In the AI Era, the Core of Competition Shifts to Holistic Systemic Capability
Having clarified the original intent behind in-house chips, Li Xiang further elaborated on Li Auto's technical logic. He used Apple as a benchmark to deconstruct the rules of competition in the AI era.
"Why does Apple offer the best experience? It's not because one specific technology is the strongest, but because they achieve full-chain autonomous design and responsibility across chips, operating systems, hardware, and cloud services—there can be no weak link." Li Xiang believes that superior user experience stems from closed-loop management and deep hardware-software integration across the entire chain.
He made it clear that Li Auto is learning from Apple not in terms of product form or UI design, but the underlying logic of "soft-hard joint design." "We want to bring AI into the physical world and give everyone an experience like Apple's." To that end, Li Auto is simultaneously advancing full-stack R&D in chips, operating systems, large models, and hardware, building a holistic joint design capability for the artificial intelligence age.
In Li Xiang's view, the logic of industry competition has fundamentally shifted: "The era of competing for single-event championships is over. The AI era is about systemic capability. Only through the joint design of chip architecture, operating systems, models, compilers, hardware design, and production technology—achieving 'all-around excellence'—can one become the champion of user experience."
This assessment aligns with current trends in intelligent vehicles. As AI fuses deeply with the physical world, the competitiveness of smart cars no longer depends on the strength of a single technology, but on the collaborative capability of the entire chain: chips provide compute for algorithms, operating systems act as carriers for the ecosystem, large models optimize interaction and decision-making, and hardware brings all technologies to life.
A weak link in any part of this chain directly impacts user experience. Li Auto's full-stack self-development is a strategic choice aligning with this trend, aiming to eliminate adaptation losses between software and hardware through holistic collaboration, thereby transforming AI technology into tangible mobility value.

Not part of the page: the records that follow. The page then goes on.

PR #1426, opened 2018-06-04
helm/grafana: Allow to set custom Service labels

NicolasT:
See: e131164c428a4a6ed3c2b60efb6bc627f3af95dd


NicolasT:
Good point @gianrubio, done now.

Li Xiang's public comments not only provide a clear annotation of Li Auto's in-house chip strategy but also highlight the underlying logic driving the entire smart vehicle industry. Automakers developing their own chips is not the blind cash-burning or hype that outsiders perceive; it is an inevitable choice for addressing technical bottlenecks, seizing industrial initiative, and building differentiated competitiveness.
In the short term, developing underlying technologies requires sustained capital and R&D resources with a long payoff cycle, inevitably inviting skepticism. But in the long run, only by rooting in core underlying technologies and building holistic systemic capabilities can automakers truly shed dependence on external supply chains and achieve technological autonomy.

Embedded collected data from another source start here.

PR #1430, opened 2018-06-05
*: Rename RuleFile to PrometheusRule

### LINKED ISSUE #1425: Rename RuleFile to PrometheusRule
Generic CRD names should be avoided. `RuleFile` could be anything and used by other projects and it's not self-documented. 

We can rename it to `PrometheusRule`, which is more specific.

brancz:
As discussed in #1425 this renames the `RuleFile` CRD to `PrometheusRule`.

(mostly opening for CI right now)

@mxinden @ant31 

Closes #1425


mxinden:
@brancz Could you address your [comment](https://github.com/coreos/prometheus-operator/pull/1429#discussion_r193023052) directly here?

brancz:
Already done :slightly_smiling_face:

Once all tests pass I will remove the `prometheusRuleSelector`, so only the `ruleSelector` is left.

mxinden:
@brancz Thanks. Let me know once this is ready for review.

brancz:
@mxinden Ready for review! :slightly_smiling_face: Let's get this release out.

pkg/prometheus/rules.go
```diff
@@ -207,6 +200,6 @@ func checksumRuleFiles(files map[string]string) string {
 	return fmt.Sprintf("%x", sha256.Sum256([]byte(sum)))
 }
 
-func prometheusRuleFilesConfigMapName(prometheusName string) string {
+func prometheusRuleConfigMapName(prometheusName string) string {
 	return "prometheus-" + prometheusName + "-rulefiles"
```
mxinden: Do we want to keep `-rulefiles` here? Could be just `rules` instead?

mxinden: I am also fine leaving it like it is, keeping it as an internal implementation detail.

brancz: I chose to stick with `-rulefiles` because it's very common (even in kube-prometheus this is the case) that people have `<prometheus-name>-rules` as their configmap name today, in which case it will get overridden, so I chose not to and in this case `-rulefiles` is ok to be specific I think.

PR #1432, opened 2018-06-05
prometheus-config-reloader: Hardcode version

mxinden:
The prometheus-config-reloader will be released alongside the
prometheus-operator. Thereby it holds the same version.

For now we will manually hardcode that version. In the future this could
be achieved dynamically via a compiler flags.


brancz:
lgtm on green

Looking ahead, as AI and the automotive industry integrate more deeply, software-hardware integration and full-chain self-development will become standard equipment for top-tier automakers.
Under these new competitive rules, only by abandoning the old mindset of isolated breakthroughs, deeply cultivating underlying technologies, and insisting on holistic collaboration can automakers gain a foothold in the second half of the smart mobility race. It is about using solid technical accumulation to create a stable, fluid, and reliable mobility experience for users, propelling China's smart vehicle industry from "application innovation" to "foundational breakthroughs.